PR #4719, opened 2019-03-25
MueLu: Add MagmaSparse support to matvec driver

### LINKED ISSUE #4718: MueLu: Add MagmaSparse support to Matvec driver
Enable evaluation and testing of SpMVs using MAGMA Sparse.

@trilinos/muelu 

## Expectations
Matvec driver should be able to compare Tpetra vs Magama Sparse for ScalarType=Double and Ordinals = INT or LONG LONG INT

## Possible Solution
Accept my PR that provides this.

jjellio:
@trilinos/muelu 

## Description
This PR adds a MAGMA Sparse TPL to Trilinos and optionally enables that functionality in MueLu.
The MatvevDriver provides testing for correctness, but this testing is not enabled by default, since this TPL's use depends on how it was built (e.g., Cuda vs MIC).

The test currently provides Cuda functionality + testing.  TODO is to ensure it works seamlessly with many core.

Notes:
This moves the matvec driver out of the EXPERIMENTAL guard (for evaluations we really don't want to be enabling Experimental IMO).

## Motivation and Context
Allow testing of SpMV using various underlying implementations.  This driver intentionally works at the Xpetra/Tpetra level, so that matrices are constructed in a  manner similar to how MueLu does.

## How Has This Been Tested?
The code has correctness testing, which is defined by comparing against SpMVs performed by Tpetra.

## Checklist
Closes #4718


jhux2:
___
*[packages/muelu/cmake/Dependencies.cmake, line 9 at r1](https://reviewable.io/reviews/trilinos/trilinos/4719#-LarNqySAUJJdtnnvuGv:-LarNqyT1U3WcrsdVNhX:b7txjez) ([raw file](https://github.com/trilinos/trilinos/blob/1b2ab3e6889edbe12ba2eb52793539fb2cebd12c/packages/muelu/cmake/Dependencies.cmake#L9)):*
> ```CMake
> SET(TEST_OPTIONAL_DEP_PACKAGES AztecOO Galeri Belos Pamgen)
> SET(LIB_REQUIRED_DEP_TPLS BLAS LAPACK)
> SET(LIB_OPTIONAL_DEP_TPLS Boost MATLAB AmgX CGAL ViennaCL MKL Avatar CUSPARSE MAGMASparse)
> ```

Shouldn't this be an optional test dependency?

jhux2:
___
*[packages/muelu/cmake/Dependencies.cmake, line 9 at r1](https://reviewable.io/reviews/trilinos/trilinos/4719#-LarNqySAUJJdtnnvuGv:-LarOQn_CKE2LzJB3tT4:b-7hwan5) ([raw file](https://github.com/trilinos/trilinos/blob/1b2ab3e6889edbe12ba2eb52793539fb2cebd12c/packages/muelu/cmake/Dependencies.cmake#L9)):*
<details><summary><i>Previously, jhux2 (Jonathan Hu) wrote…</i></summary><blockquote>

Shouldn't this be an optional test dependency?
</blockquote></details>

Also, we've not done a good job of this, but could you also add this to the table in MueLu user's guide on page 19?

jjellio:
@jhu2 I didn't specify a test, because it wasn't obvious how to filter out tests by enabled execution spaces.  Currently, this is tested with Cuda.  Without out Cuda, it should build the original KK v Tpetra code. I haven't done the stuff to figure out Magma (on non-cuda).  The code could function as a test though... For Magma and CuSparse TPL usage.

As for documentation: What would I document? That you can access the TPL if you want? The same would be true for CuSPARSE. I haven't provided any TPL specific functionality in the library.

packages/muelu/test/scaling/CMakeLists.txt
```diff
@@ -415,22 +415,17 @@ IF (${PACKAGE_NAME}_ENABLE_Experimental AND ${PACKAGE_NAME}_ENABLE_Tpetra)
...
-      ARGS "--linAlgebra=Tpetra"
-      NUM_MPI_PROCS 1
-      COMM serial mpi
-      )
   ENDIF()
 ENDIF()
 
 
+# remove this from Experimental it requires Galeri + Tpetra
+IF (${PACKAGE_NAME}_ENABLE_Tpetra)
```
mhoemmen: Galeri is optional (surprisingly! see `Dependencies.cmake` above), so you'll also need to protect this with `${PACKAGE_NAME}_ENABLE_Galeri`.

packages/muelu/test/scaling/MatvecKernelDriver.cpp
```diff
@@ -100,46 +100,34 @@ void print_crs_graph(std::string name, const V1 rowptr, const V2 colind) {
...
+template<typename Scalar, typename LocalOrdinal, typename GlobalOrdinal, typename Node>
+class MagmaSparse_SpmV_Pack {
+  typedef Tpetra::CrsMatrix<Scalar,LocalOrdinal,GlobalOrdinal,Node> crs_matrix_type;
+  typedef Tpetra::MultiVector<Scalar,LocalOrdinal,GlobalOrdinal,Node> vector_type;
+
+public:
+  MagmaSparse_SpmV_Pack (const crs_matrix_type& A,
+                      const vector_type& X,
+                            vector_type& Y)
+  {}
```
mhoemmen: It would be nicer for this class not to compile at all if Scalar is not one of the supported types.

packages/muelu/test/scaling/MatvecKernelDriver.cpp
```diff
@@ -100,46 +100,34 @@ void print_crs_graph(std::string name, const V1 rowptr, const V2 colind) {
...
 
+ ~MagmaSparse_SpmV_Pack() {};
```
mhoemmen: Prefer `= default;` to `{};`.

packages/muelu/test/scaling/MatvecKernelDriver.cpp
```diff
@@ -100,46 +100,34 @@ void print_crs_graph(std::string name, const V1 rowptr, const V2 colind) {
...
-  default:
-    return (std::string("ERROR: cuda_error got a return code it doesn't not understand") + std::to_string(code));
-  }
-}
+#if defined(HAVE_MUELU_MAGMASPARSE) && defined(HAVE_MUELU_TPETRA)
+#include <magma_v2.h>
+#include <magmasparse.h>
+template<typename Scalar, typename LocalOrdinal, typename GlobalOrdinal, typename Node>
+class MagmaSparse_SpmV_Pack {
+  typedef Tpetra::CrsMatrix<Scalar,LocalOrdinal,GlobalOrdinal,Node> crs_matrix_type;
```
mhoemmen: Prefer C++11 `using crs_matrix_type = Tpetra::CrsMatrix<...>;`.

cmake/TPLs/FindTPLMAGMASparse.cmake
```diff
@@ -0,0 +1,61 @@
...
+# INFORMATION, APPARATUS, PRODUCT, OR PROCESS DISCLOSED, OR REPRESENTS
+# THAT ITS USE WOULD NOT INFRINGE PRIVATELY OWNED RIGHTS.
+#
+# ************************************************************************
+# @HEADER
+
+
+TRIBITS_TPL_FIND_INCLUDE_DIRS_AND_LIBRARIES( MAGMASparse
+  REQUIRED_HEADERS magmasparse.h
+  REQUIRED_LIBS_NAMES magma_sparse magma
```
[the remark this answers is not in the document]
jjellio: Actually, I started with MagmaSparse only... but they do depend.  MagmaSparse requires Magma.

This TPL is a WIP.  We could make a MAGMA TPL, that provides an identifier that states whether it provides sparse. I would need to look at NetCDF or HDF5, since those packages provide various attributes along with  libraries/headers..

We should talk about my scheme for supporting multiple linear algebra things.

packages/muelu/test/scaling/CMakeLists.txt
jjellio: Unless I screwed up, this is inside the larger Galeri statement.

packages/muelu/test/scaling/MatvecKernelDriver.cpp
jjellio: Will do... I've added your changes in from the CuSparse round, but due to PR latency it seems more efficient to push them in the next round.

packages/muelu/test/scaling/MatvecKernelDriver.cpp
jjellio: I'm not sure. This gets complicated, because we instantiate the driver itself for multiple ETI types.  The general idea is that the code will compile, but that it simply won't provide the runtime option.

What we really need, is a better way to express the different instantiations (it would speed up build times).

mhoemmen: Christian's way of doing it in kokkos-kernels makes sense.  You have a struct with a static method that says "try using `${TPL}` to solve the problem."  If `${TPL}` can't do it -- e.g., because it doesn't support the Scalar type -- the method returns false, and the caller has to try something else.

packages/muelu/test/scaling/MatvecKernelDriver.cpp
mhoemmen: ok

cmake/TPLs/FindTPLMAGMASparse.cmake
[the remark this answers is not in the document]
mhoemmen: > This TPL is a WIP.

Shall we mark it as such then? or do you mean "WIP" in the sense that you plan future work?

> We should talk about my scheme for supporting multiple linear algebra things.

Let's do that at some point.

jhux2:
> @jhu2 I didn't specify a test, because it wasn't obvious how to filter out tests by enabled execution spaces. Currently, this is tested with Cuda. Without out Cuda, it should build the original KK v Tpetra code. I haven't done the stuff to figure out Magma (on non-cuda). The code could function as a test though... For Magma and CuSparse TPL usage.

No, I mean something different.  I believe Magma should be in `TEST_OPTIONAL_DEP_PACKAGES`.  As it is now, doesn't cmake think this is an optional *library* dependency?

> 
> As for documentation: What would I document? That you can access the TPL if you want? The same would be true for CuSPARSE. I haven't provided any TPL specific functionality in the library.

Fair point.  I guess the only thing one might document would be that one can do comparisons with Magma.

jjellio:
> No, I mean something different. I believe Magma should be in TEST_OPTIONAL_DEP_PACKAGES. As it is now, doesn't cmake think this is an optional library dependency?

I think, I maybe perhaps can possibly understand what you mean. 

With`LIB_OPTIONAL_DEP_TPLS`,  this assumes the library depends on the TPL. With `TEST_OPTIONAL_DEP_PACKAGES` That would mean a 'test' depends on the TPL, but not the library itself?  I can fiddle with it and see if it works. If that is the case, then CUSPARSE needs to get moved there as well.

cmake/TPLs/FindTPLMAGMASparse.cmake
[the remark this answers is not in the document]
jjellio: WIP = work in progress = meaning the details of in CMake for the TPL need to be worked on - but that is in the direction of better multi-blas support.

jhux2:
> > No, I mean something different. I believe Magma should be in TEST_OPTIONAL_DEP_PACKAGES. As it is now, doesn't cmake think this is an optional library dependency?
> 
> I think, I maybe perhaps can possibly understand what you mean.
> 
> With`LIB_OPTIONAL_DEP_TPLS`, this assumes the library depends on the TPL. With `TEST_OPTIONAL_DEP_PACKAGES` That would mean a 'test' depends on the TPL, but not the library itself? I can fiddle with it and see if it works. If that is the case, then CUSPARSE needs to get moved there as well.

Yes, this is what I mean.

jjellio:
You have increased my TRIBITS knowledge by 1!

____

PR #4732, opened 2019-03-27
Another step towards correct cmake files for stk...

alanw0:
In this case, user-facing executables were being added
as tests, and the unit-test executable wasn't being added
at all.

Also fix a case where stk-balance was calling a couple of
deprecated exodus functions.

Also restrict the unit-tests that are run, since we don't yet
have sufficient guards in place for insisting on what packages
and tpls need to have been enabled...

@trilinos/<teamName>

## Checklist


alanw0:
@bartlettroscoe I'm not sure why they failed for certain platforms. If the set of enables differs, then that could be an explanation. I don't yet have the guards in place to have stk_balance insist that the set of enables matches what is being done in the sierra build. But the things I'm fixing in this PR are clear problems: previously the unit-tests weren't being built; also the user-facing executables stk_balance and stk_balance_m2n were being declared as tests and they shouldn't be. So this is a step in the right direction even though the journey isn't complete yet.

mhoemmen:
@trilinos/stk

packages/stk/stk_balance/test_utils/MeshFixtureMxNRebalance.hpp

____

◆ ACTION ITEM
In the listing above, find the line containing "and tpls need to have been enabled..." and the line containing "packages/stk/stk_balance/test_utils/MeshFixtureMxNRebalance.hpp". Output them and every line between, exactly, and nothing else.

◆ EXERCISE RESPONSE
and tpls need to have been enabled...

@trilinos/<teamName>

## Checklist


alanw0:
@bartlettroscoe I'm not sure why they failed for certain platforms. If the set of enables differs, then that could be an explanation. I don't yet have the guards in place to have stk_balance insist that the set of enables matches what is being done in the sierra build. But the things I'm fixing in this PR are clear problems: previously the unit-tests weren't being built; also the user-facing executables stk_balance and stk_balance_m2n were being declared as tests and they shouldn't be. So this is a step in the right direction even though the journey isn't complete yet.

mhoemmen:
@trilinos/stk

packages/stk/stk_balance/test_utils/MeshFixtureMxNRebalance.hpp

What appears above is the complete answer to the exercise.